The recent US Supreme Court decision in Prometheus Labs impacts the patentability of medical diagnostic method claims specifically and, more generally, any method claim relying on a correlation based on a law of nature. In a unanimous ruling, the Supreme Court held that Prometheus' process for determining the proper dosage of thiopurine drugs to treat autoimmune diseases is not patentable subject matter under 35 U.S.C. § 101. Mayo Collaborative Servs. v. Prometheus Labs., Inc., No. 2008-1403, slip. op. (Fed. Cir. Dec. 17, 2010), rev'd, 566 U.S. __ (2012).
The claims at issue had a general format as follows: a method of optimizing therapeutic efficacy for treatment of a disease comprising (a) administering a drug to a subject and (b) determining the level of a metabolite in the subject, wherein a metabolite level less than X indicates a need to increase the amount of drug and a metabolite level greater than Y indicates a need to decrease the amount of drug subsequently administered to the subject (see generally Slip op. at p. 5-6).

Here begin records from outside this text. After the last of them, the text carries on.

PR #469, opened 2022-08-23
Replace `Vec<RawVal>` with tuples of variable sizes in events publishing.

jayz22:
### What
Follows up to https://github.com/stellar/rs-soroban-sdk/pull/464 which resolves https://github.com/stellar/rs-soroban-sdk/issues/451
- Replace `Vec<RawVal>` with tuples of 0-4 sizes. 
- Address a couple comments in the previous PR. 

Note: this is duplicate work with https://github.com/stellar/rs-soroban-sdk/pull/467 with slightly different approach. Only one needs to be merged.  

### Why

### Known limitations

[TODO or N/A]

### DIFF
--- a/soroban-sdk/src/contract_event.rs
+++ b/soroban-sdk/src/contract_event.rs
@@ -1,13 +1,21 @@
 use core::fmt::Debug;
 
-use crate::{env::internal, Env, IntoVal, RawVal, Vec};
+use super::xdr::ScObjectType;
+
+// TODO: consolidate with host::events::TOPIC_BYTES_LENGTH_LIMIT
+const TOPIC_BYTES_LENGTH_LIMIT: u32 = 32;
+
+use crate::{
+    env::{internal, EnvObj},
+    Bytes, Env, IntoVal, Object, RawVal, Vec,
+};
 
 /// ### Examples
 ///
 /// ```
 /// use soroban_sdk::Env;
 ///
-/// # use soroban_sdk::{contractimpl, vec, map, RawVal, FixedBinary};
+/// # use soroban_sdk::{contractimpl, vec, map, RawVal, BytesN};
 /// #
 /// # pub struct Contract;
 /// #
@@ -15,7 +23,7 @@ use crate::{env::internal, Env, IntoVal, RawVal, Vec};
 /// # impl Contract {
 /// #     pub fn f(env: Env) {
 /// let event = env.contract_event();
-/// let topics = vec![&env, 0u32, 1u32];
+/// let topics = (0u32, 1u32);
 /// let data = map![&env, (1u32, 2u32)];
 /// event.publish(topics, data)
 /// #     }
@@ -24,7 +32,7 @@ use crate::{env::internal, Env, IntoVal, RawVal, Vec};
 /// # #[cfg(feature = "testutils")]
 /// # fn main() {
 /// #     let env = Env::default();
-/// #     let contract_id = FixedBinary::from_array(&env, [0; 32]);
+/// #     let contract_id = BytesN::from_array(&env, [0; 32]);
 /// #     env.register_contract(&contract_id, Contract);
 /// #     f::invoke(&env, &contract_id);
 /// # }
@@ -32,35 +40,83 @@ use crate::{env::internal, Env, IntoVal, RawVal, Vec};
 /// # fn main() { }
 /// ```
 #[derive(Clone)]
-pub struct ContractEvent(Env);
+pub struct Events(Env);
 
-impl Debug for ContractEvent {
+impl Debug for Events {
     fn fmt(&self, f: &mut core::fmt::Formatter<'_>) -> core::fmt::Result {
-        write!(f, "ContractEvent")
+        write!(f, "Events")
     }
 }
 
-impl ContractEvent {
+pub trait IntoTopics {
+    fn into_topics(self, env: &Env) -> Object;
+}
+
+// 0 topics
+impl IntoTopics for () {
+    fn into_topics(self, env: &Env) -> Object {
+        Vec::<RawVal>::new(env).to_object()
+    }
+}
+
+macro_rules! impl_for_tuple {
+    ( $($typ:ident $idx:tt)* ) => {
+        impl<$($typ),*> IntoTopics for ($($typ,)*)
+        where
+            $($typ: IntoVal<Env, RawVal> + Clone),*
+        {
+            fn into_topics(self, env: &Env) -> Object {
+                $({
+                    let ev = self.$idx.clone().into_env_val(env);
+                    match TryInto::<EnvObj>::try_into(ev) {
+                        Ok(obj) => {
+                            if obj.as_object().is_obj_type(ScObjectType::Vec) {
+                                panic!("topic cannot be a vec")
+                            } else if obj.as_object().is_obj_type(ScObjectType::Map) {
+                                panic!("topic cannot be a map")
+                            } else if obj.as_object().is_obj_type(ScObjectType::Bytes) {
+                                let bytes = unsafe { Bytes::unchecked_new(obj.clone()) };
+                                if bytes.len() > TOPIC_BYTES_LENGTH_LIMIT {
+                                    panic!("topic exceeds bytes length limit")
+                                }
+                            }
+                        }
+                        Err(_) => (),
+                    }
+                })*
+                self.into_val(env)
+            }
+        }
+    };
+}
+
+// 1-4 topics
+impl_for_tuple! { T0 0 }
+impl_for_tuple! { T0 0 T1 1 }
+impl_for_tuple! { T0 0 T1 1 T2 2 }
+impl_for_tuple! { T0 0 T1 1 T2 2 T3 3 }
+
+impl Events {
     #[inline(always)]
     pub(crate) fn env(&self) -> &Env {
         &self.0
     }
 
     #[inline(always)]
-    pub(crate) fn new(env: &Env) -> ContractEvent {
-        ContractEvent(env.clone())
+    pub(crate) fn new(env: &Env) -> Events {
+        Events(env.clone())
     }
 
     /// Publishes `topics` and `data` into a contract event.
     /// `topics` is expected to have length <= 4 and cannot contain Vecs, Maps,
     /// or Binaries > 32 bytes
     #[inline(always)]
-    pub fn publish<T, D>(&self, topics: Vec<T>, data: D)
+    pub fn publish<T, D>(&self, topics: T, data: D)
     where
-        T: IntoVal<Env, RawVal>,
+        T: IntoTopics,
         D: IntoVal<Env, RawVal>,
     {
         let env = self.env();
-        internal::Env::contract_event(env, topics.to_object(), data.into_val(env));
+        internal::Env::contract_event(env, topics.into_topics(env), data.into_val(env));
     }
 }
--- a/soroban-sdk/src/env.rs
+++ b/soroban-sdk/src/env.rs
@@ -45,7 +45,7 @@ pub type EnvType<V> = internal::EnvVal<Env, V>;
 pub type EnvVal = internal::EnvVal<Env, RawVal>;
 pub type EnvObj = internal::EnvVal<Env, Object>;
 
-use crate::ContractEvent;
+use crate::Events;
 use crate::{Bytes, BytesN, ContractData, Ledger};
 
 /// The [Env] type provides access to the environment the contract is executing
@@ -114,11 +114,11 @@ impl Env {
         Ledger::new(self)
     }
 
-    /// Get a [ContractEvent] for publishing events associated with the
+    /// Get a [Events] for publishing events associated with the
     /// currently executing contract.
     #[inline(always)]
-    pub fn contract_event(&self) -> ContractEvent {
-        ContractEvent::new(self)
+    pub fn contract_event(&self) -> Events {
+        Events::new(self)
     }
 
     /// Get the 32-byte hash identifier of the current executing contract.
--- a/soroban-sdk/src/lib.rs
+++ b/soroban-sdk/src/lib.rs
@@ -77,7 +77,7 @@ pub use bigint::BigInt;
 pub use bytes::{Binary, FixedBinary};
 pub use bytes::{Bytes, BytesN};
 pub use contract_data::ContractData;
-pub use contract_event::ContractEvent;
+pub use contract_event::Events;
 pub use ledger::Ledger;
 pub use map::Map;
 pub use set::Set;


soroban-sdk/src/contract_event.rs
```diff
@@ -24,43 +32,91 @@ use crate::{env::internal, Env, IntoVal, RawVal, Vec};
...
+
+// 0 topics
+impl IntoTopics for () {
+    fn into_topics(self, env: &Env) -> Object {
+        Vec::<RawVal>::new(env).to_object()
     }
 }
 
-impl ContractEvent {
+macro_rules! impl_for_tuple {
```
jonjove, line 62: Nitpick: can you give this a name that indicates what is being `impl`ed?

I also think you should evaluate the impact of this approach on size of WASM binaries. One different approach that might or might not be more size efficient would be to write a private function that takes `Vec<EnvVal>` (or something like it) and contains all the logic then just provide public tuple wrappers to that function.

jayz22: Yeah, this is a great point! I will definitely check the sizes. This might also have a larger size than @leighmcculloch 's [approach](https://github.com/stellar/rs-soroban-sdk/pull/467) since it has extra topic validation logic.

leighmcculloch: I think we can keep the validation logic in the host side. If the WASM side is just going to panic, the host can do that.

soroban-sdk/src/contract_event.rs
```diff
@@ -24,43 +32,91 @@ use crate::{env::internal, Env, IntoVal, RawVal, Vec};
...
-impl Debug for ContractEvent {
+impl Debug for Events {
     fn fmt(&self, f: &mut core::fmt::Formatter<'_>) -> core::fmt::Result {
-        write!(f, "ContractEvent")
+        write!(f, "Events")
+    }
+}
+
+pub trait IntoTopics {
+    fn into_topics(self, env: &Env) -> Object;
```
leighmcculloch, line 52: Could you add docs to the type and the into_topics function?
```suggestion
pub trait IntoTopics {
    fn into_topics(self, env: &Env) -> Vec<RawVal>;
```

soroban-sdk/src/contract_event.rs
```diff
@@ -1,21 +1,29 @@
...
+
+// TODO: consolidate with host::events::TOPIC_BYTES_LENGTH_LIMIT
+const TOPIC_BYTES_LENGTH_LIMIT: u32 = 32;
+
+use crate::{
+    env::{internal, EnvObj},
+    Bytes, Env, IntoVal, Object, RawVal, Vec,
+};
 
 /// ### Examples
```
leighmcculloch, line 13:
```suggestion
/// Events publishes events for the currently executing contract.
 ///
/// ### Examples
```

soroban-sdk/src/contract_event.rs
```diff
@@ -24,43 +32,91 @@ use crate::{env::internal, Env, IntoVal, RawVal, Vec};
...
+                            } else if obj.as_object().is_obj_type(ScObjectType::Map) {
+                                panic!("topic cannot be a map")
+                            } else if obj.as_object().is_obj_type(ScObjectType::Bytes) {
+                                let bytes = unsafe { Bytes::unchecked_new(obj.clone()) };
+                                if bytes.len() > TOPIC_BYTES_LENGTH_LIMIT {
+                                    panic!("topic exceeds bytes length limit")
+                                }
+                            }
+                        }
+                        Err(_) => (),
```
leighmcculloch, line 84: The validations here should happen host side. There is no error handling on the WASM side so I don't think we gain much by doing the checks here.

soroban-sdk/src/contract_event.rs
```diff
@@ -24,43 +32,91 @@ use crate::{env::internal, Env, IntoVal, RawVal, Vec};
...
 
     /// Publishes `topics` and `data` into a contract event.
     /// `topics` is expected to have length <= 4 and cannot contain Vecs, Maps,
     /// or Binaries > 32 bytes
     #[inline(always)]
-    pub fn publish<T, D>(&self, topics: Vec<T>, data: D)
+    pub fn publish<T, D>(&self, topics: T, data: D)
     where
-        T: IntoVal<Env, RawVal>,
+        T: IntoTopics,
```
leighmcculloch, line 116: Nice! I like this over what I suggested in #467. My only concern is if this doesn't render as clearly in the docs, but as long as we provide good examples of how you can pass in different tuple sizes I think that's fine. Can you add examples?

soroban-sdk/src/contract_event.rs
```diff
@@ -24,43 +32,91 @@ use crate::{env::internal, Env, IntoVal, RawVal, Vec};
...
     #[inline(always)]
-    pub(crate) fn new(env: &Env) -> ContractEvent {
-        ContractEvent(env.clone())
+    pub(crate) fn new(env: &Env) -> Events {
+        Events(env.clone())
     }
 
     /// Publishes `topics` and `data` into a contract event.
     /// `topics` is expected to have length <= 4 and cannot contain Vecs, Maps,
     /// or Binaries > 32 bytes
```
leighmcculloch, line 112: Keep the first line of the docs short and brief because it is rendered in places in the docs separate to the rest.

```suggestion
     /// Publish an event.
     ///
     /// Event data is specified in `data`. Data may be any value or
     /// type, including types defined by contracts using [contracttype].
```

leighmcculloch (commented):
I closed #467 in favor of this.

soroban-sdk/src/env.rs
```diff
@@ -114,11 +114,11 @@ impl Env {
         Ledger::new(self)
     }
 
-    /// Get a [ContractEvent] for publishing events associated with the
+    /// Get a [Events] for publishing events associated with the
```
leighmcculloch, line 117:
```suggestion
    /// Get [Events] for publishing events associated with the
```

soroban-sdk/src/contract_event.rs
leighmcculloch: For the above doc comment you'll need to also include this in the code:
```rust
 #[cfg(doc)]
 use crate::{contracttype, Bytes, BytesN, Map};
```

soroban-sdk/src/contract_event.rs
leighmcculloch, line 52: I think IntoTopics could probably just be a marker trait, it doesn't actually need a function or any functionality.


i.e.
```suggestion
pub trait Topics {
```

Then the macro impl for the tuples is just doing:

```rust
impl<T0, T1, ...> Topics for (T0, T1, ...) {}
```

And the publish function can be defined as:

```rust
     pub fn publish<T, D>(&self, topics: T, data: D)
     where
         T: Topics + IntoVal<Env, RawVal>,
```

soroban-sdk/src/contract_event.rs
```diff
@@ -24,43 +32,91 @@ use crate::{env::internal, Env, IntoVal, RawVal, Vec};
...
+        write!(f, "Events")
+    }
+}
+
+pub trait IntoTopics {
+    fn into_topics(self, env: &Env) -> Object;
+}
+
+// 0 topics
+impl IntoTopics for () {
```
leighmcculloch, line 56: We should `impl<T> Topics for Vec<T>` too, so that someone can use a Vec as a topic list too.

soroban-sdk/src/env.rs
```diff
@@ -114,11 +114,11 @@ impl Env {
...
     /// currently executing contract.
     #[inline(always)]
-    pub fn contract_event(&self) -> ContractEvent {
-        ContractEvent::new(self)
+    pub fn contract_event(&self) -> Events {
```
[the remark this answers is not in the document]
jayz22: Would you prefer me to rename `contract_event.rs` to `events.rs` as well?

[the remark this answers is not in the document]
leighmcculloch: It's probably a good idea. The diff might be easier to read though if done in a separate PR. Up to you.

soroban-sdk/src/contract_event.rs
jayz22: To clarify, `contracttype` *can* be a topic? It is listed in the "must not contain" category in your comment.

leighmcculloch: No, can't be, because contract types are Vecs and Maps.

soroban-sdk/src/contract_event.rs
jayz22: This makes sense, I've removed the validation logic.

soroban-sdk/src/env.rs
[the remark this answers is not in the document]
jayz22: Done. The renaming of the file is its separate commit (last one) to make it less difficult for diff.

soroban-sdk/src/contract_event.rs
jayz22: I've adopted the marker trait suggestion which removes need for the "into" function.

soroban-sdk/src/contract_event.rs
jayz22: Fixed.

soroban-sdk/src/contract_event.rs
jayz22: Yeah this makes sense, I've removed it.

soroban-sdk/src/contract_event.rs
jayz22: I've added several examples in the `doctest` using tuple of different sizes and a vec to represent the topics. Let me know if this is clear. Happy to add more if needed.

soroban-sdk/src/contract_event.rs
jayz22: Thanks, updated the comment.

soroban-sdk/src/env.rs
jayz22: Fixed.

soroban-sdk/src/contract_event.rs
jayz22: I like this suggestion! I've changed the `IntoTopics` to `Topics: IntoVal<Env, Object>` as you suggested. The `IntoVal` part replaces the need for the previous `into_topics` function.
I had to adapt the `Vec<T>` and `()` to impl the `IntoVal` trait. The `Vec` I think is fine. But `()` I'm a little unsure this is right place where it should go.

soroban-sdk/src/contract_event.rs
jayz22: Done!

soroban-sdk/src/events.rs
```diff
@@ -0,0 +1,118 @@
...
+    ( $($typ:ident $idx:tt)* ) => {
+        impl<$($typ),*> Topics for ($($typ,)*)
+        where
+            $($typ: IntoVal<Env, RawVal>),*
+        {
+        }
+    };
+}
+
+impl IntoVal<Env, Object> for () {
```
jayz22, line 71: Need `impl IntoVal` so that `()` can be converted to an empty `Vec` as topics.

soroban-sdk/src/contract_event.rs
leighmcculloch: 👀

soroban-sdk/src/events.rs
leighmcculloch: This conversion could come back to bite us, because it isn't obvious that a `()` converted to an `Object` should be a `Vec` under the hood. Any conversion to `Object` should consistently convert to `RawVal` as the same value, but here we have:

- `()` => `Object` => `RawVal` = `Vec`
- `()` => `RawVal` => `Static::Void`

`()` should exclusively converts to void when it comes to converting to `RawVal`/`Object`.

Could you replace this with `impl<T> IntoVal<Env, Vec<T>> for ()`?

soroban-sdk/src/events.rs
```diff
@@ -0,0 +1,118 @@
...
+#[derive(Clone)]
+pub struct Events(Env);
+
+impl Debug for Events {
+    fn fmt(&self, f: &mut core::fmt::Formatter<'_>) -> core::fmt::Result {
+        write!(f, "Events")
+    }
+}
+
+pub trait Topics: IntoVal<Env, Object> {}
```
leighmcculloch, line 59: I think this should be Vec<T>. That's ultimately what we're needing all the values to be. It'd mean adding some functions to tuples I think here in the SDK. Wdyt?
```suggestion
pub trait Topics: IntoVal<Env, Vec<T>> {}
```

jayz22: I'm trying it out but I think there is a difference. 
Ultimately what goes into the host a `Vec`, i.e., heterogeneous vector, which tuple `(T1, T2, T3, T4)` gets converted to. 
But `Vec<T>` implies this must be a homogenous typed vector. This goes back to the issue at the beginning and why this PR started. 
I'll experiment a little bit to see if there's an elegant way, if not might have to fall back to the `IntoTopics` solution.

leighmcculloch: Oh sorry, I should have said `Vec<RawVal>`. I think all these types are convertible into that?

leighmcculloch: The main reason to do this is to support https://github.com/stellar/rs-soroban-sdk/pull/469/files#r953184081.

jayz22: Ah yes, that should work.

jayz22: I changed the trait to `IntoVal<Env, Vec<RawVal>>` as you suggested. It works fairly nicely for the tuples. 
However, I found it much less elegant to work with `Vec<T>` since it requires 
```
impl<T> IntoVal<Env, Vec<RawVal>> for Vec<T>
where
    T: IntoVal<Env, RawVal> + TryFromVal<Env, RawVal>,
```
which ironically I found it hard to do. Ideally it should just do something like `self.iter().map(f).collect()` into `Vec<RawVal>` but that didn't work (or maybe I just didn't spend enough time).
@leighmcculloch If you are ok with it, I think we should merge this as is (since we are done with Tuples) and we can add a followup issue to support vector.

leighmcculloch: Agreed adding vector was just a nicety. 

Fwiw to make it work I think you need a `impl<T> From<Vec<T>> for Vec<RawVal> where T: IntoVal<Env, RawVal>` and inside that conversion you just do an unsafe unchecked_new since we can trust the types are RawVal.

soroban-sdk/src/events.rs
```diff
@@ -0,0 +1,131 @@
...
+
+impl Debug for Events {
+    fn fmt(&self, f: &mut core::fmt::Formatter<'_>) -> core::fmt::Result {
+        write!(f, "Events")
+    }
+}
+
+pub trait Topics: IntoVal<Env, Vec<RawVal>> {}
+
+impl IntoVal<Env, Vec<RawVal>> for () {
```
leighmcculloch, line 59: Todo: move this and the macro for tuples into tuple.rs or similar since it doesn't only apply to events but more generally is for supporting zero length tuple to Vec conversions.

leighmcculloch (approved):

leighmcculloch:
Merged. There's two things to follow up with that aren't urgent:
- https://github.com/stellar/rs-soroban-sdk/pull/469#discussion_r953244649
- https://github.com/stellar/rs-soroban-sdk/pull/469#discussion_r953246490

soroban-sdk/src/events.rs
jayz22: I don't think tuple.rs is the right place since `Vec<T>` is defined in the sdk, so maybe somewhere in the sdk (`vec.rs`?).

leighmcculloch: I was meaning in tuple.rs in the SDK, a new file. Inside vec.rs is okay too, that file is just getting big.

jayz22: Ah, Ok. Yeah that makes sense.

The Supreme Court noted that, in Prometheus Labs, (i) the particular drug/disease treatment protocol was already known when the patent application was filed (see Slip op. at p. 9); (ii) the metabolite/disease correlation was already known when the patent application was filed, but the precise levels of X and Y were not known (see Slip op. at p. 4-5; but see p. 21-22); (iii) the "determining" step was broad and not limited to any particular "non-conventional" process (see Slip op. at p. 10, 13, 18, 19); and (iv) the claims did not actually require any subsequent step after determining level of metabolite (i.e., "indicates a need" is at most a suggestion, not an action) (see Slip op. at p. 9, 13).
The Supreme Court characterized the claims at issue as "covering processes that help doctors who use thiopurine drugs to treat patients with autoimmune diseases determine whether a given dosage level is too low or too high." Slip op. at 3. Those claims were summarized as "three steps simply tell[ing] doctors to gather data from which they may draw an inference in light of the correlations" Slip op. at 10-11. The Court ultimately framed the question as "whether the claims do significantly more than simply describe these natural relations [and] do the patent claims add enough to their statements of the correlations to allow the processes they describe to qualify as patent-eligible processes that apply natural laws[?]" Slip op. at 8 (emphasis in original). The Supreme Court answered this with a "no".
In finding that the claims were not patent-eligible, the Court held that the claimed processes have [not] "transformed these unpatentable natural laws into patent-eligible applications" and were thus invalid. Slip op. at 3. This case affirms the principle that "laws of nature, natural phenomena and abstract ideas are not patentable." To be covered by a patent, "an application of a law of nature... must do more than simply state the law of nature while adding the words 'apply it.' It must limit its reach to a particular, inventive application of the law." Slip op. at 1. The instructions for those who administer doses of thiopurine drugs claimed by the Prometheus patents add "nothing specific to the laws of nature other than what is well-understood, routine, conventional activity, previously engaged in by those in the field" and are not patentable. Slip op. at 13.
Despite the clear affirmation that laws of nature are not patentable, the Court provides little guidance as to what makes a method implementing a law of nature (e.g., a medical diagnostic method) patentable or non-patentable. While Prometheus Labs appears not to affect patents covering new drugs and their use or new uses of known drugs (see Slip Op. at p. 18), there is now a grey area concerning process claims that relate to laws of nature. Specifically, it is unclear what additional element or limitation is enough to overcome well-understood, routine, conventional activities related to laws of nature. Until it is better understood how the Federal Circuit and the U.S. Patent and Trademark Office will implement Prometheus Labs (or an Act of Congress intervenes), it is recommended to exercise increased caution in the filing and prosecution of diagnostic method claims, especially where one or more of the four factors in Prometheus Labs described above may apply. In crafting or re-crafting diagnostic method claims to enhance their patentability, it may be helpful to recite particular "determining" procedures (especially where such procedures are "non-conventional") and to avoid the "wherein ... indicates a need" pitfall by reciting an actual post-determining action step.